> DATA TO PROCESS

PR #59, opened 2026-05-07
fix(compilers/vyper): support PEP 440 pragmas

figtracer:
Fixes silent loss of Vyper `pragma version` constraints (foundry-rs/foundry#14643).

## Vyper pragma parsing

Two bugs in the Vyper source parser:

1. **Regex never matched the canonical pragma.** `RE_VYPER_VERSION` required `#pragma` with no space, but Vyper also accepts `# pragma version <req>` (which is what e.g. snekmate uses). On top of that the call passed the *outer* match to `VersionReq::parse` instead of the named `version` group, so even when the regex matched, parsing was a no-op.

> TASK GOAL
What you return should match, exactly, the stretch of the listing above that runs from the line with "Two bugs in" to its last line.

> SOLUTION
Two bugs in the Vyper source parser:

1. **Regex never matched the canonical pragma.** `RE_VYPER_VERSION` required `#pragma` with no space, but Vyper also accepts `# pragma version <req>` (which is what e.g. snekmate uses). On top of that the call passed the *outer* match to `VersionReq::parse` instead of the named `version` group, so even when the regex matched, parsing was a no-op.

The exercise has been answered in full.